Ahora mismo, hay una nueva versión de Cosmos en marcha a cargo de Ann Druyan, divulgadora científica y viuda del astrofísico, Steven Soter y el astrónomo Neil deGrasse Tyson. Es muy posible que sea una magnífica producción -Druyan y Soter fueron coartífices de la serie original y de su magia-, pero no creo que tenga el impacto de la de Sagan, el mejor divulgador científico que ha habido. Después de ver Cosmos, compré el libro homónimo, del que he releído fragmentos en incontables ocasiones. Creo que fue el primer título que leí de Sagan, del que tengo todo lo publicado en español y la versión inglesa de algunos libros. Cosmos (1980), La conexión cósmica (1973), Los dragones del Edén (1977), Murmullos de la Tierra (1981), Un punto azul pálido (1994)… Son títulos brillantes que invitan a soñar y a pensar. La lectura de Miles de millones (1997), obra póstuma preparada por Druyan, me emocionó tanto como, años después, la de It’s been a good life (Ha sido una buena vida, 2002), la autobiografía de Isaac Asimov revisada por su viuda, Janet Jepson Asimov.
Como escribí cuando Fernández de Lis me pidió una opinión, Cosmos es la serie de divulgación que mejor ha transmitido al gran público el sentido de la maravilla. Es una delicia cuya visión, 33 años después de su estreno en Estados Unidos por la PBS, tiene todavía un enorme poder evocador. Sagan contagia al espectador su pasión por la ciencia, y por el conocimiento en general, como nadie lo ha hecho hasta ahora. Es su entusiasmo el que hace de esta serie algo único, inigualable hasta el momento. Y el que me anima, de vez en cuando, a volver a ver algún episodio o fragmento y revivir el goce con el que la vi por primera vez cuando TVE la estrenó en España. Y no soy el único. Todo en ella está perfectamente acompasado, el texto, las imágenes y la música, imposible de encontrar en España durante muchos años y que fue el objetivo mi primera compra por Internet en 1996, el principio de un vicio -la caza de discos, películas y libros por la Red- al que me parece que nunca podré renunciar.
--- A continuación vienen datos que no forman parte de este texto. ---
PR #1353, opened 2018-10-04
Fix race condition related to keychain conversion

### LINKED ISSUE #1352: Keychain race condition
We have been using the latest code on master in development and have run into an issue fetching an object at launch. It’s difficult to reproduce, but it seems to happen when upgrading from our last version to the one using master. We’ve traced it back to the sessionToken being nil (but the current user being valid) and think it might be a race condition in the keychain conversion that was recently introduced in ‘[PFKeychainStore _dataForKey:]’. Here’s what I think is happening:

1. Thread a fetches the new item and fails.
2. Thread b fetches the new item and fails.
3. Thread a fetches the old item and succeeds.
4. Thread a converts the old item into the new item.
5. Thread b fetches the old item, which has just been converted, and fails, assuming that the user is not logged in and returns nil.

Does that make sense? What would be the best approach to fixing this? I could just throw an ‘@sychronized(self)’ block around the method but I don’t see anything else in the codebase using that.

davbeck:
Fixes #1352

Because `_dataForKey` now does a conversion of the keychain item, it is no longer safe to call it concurrently. This means that all uses of `_synchronizationQueue` need to be serial, so converting it to a serial queue and removing the barrier calls works better.

### DIFF
--- a/Parse/Parse/Internal/PFKeychainStore.m
+++ b/Parse/Parse/Internal/PFKeychainStore.m
@@ -60,7 +60,7 @@ NSString *const PFKeychainStoreDefaultService = @"com.parse.sdk";
     _keychainQueryTemplate = [[self class] _keychainQueryTemplateForService:service];
 
     NSString *queueLabel = [NSString stringWithFormat:@"com.parse.keychain.%@", service];
-    _synchronizationQueue = dispatch_queue_create(queueLabel.UTF8String, DISPATCH_QUEUE_CONCURRENT);
+    _synchronizationQueue = dispatch_queue_create(queueLabel.UTF8String, DISPATCH_QUEUE_SERIAL);
     PFMarkDispatchQueue(_synchronizationQueue);
 
     return self;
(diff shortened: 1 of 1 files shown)


flovilmart:
Why does it work better? The current concurrency model allows for concurrent reads where the new one blocks all the time, and may result in deadlocks. Can you provide more context as for why this should work better?

davbeck:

Esta noche, a las 21.35 horas, cogeré el DVD del primer episodio de Cosmos y volveré a mojar los pies en las orillas del océano cósmico, como hace 30 años.
Gracias, Carl Sagan, por inocularnos el sentido de la maravilla, por explicarnos que somos polvo de estrellas, por descubrirnos que somos una manera del Cosmos de conocerse a sí mismo, que procedemos de las estrellas y algún día volveremos a ellas.
Nota publicada en Magonia el 15 de julio de 2012.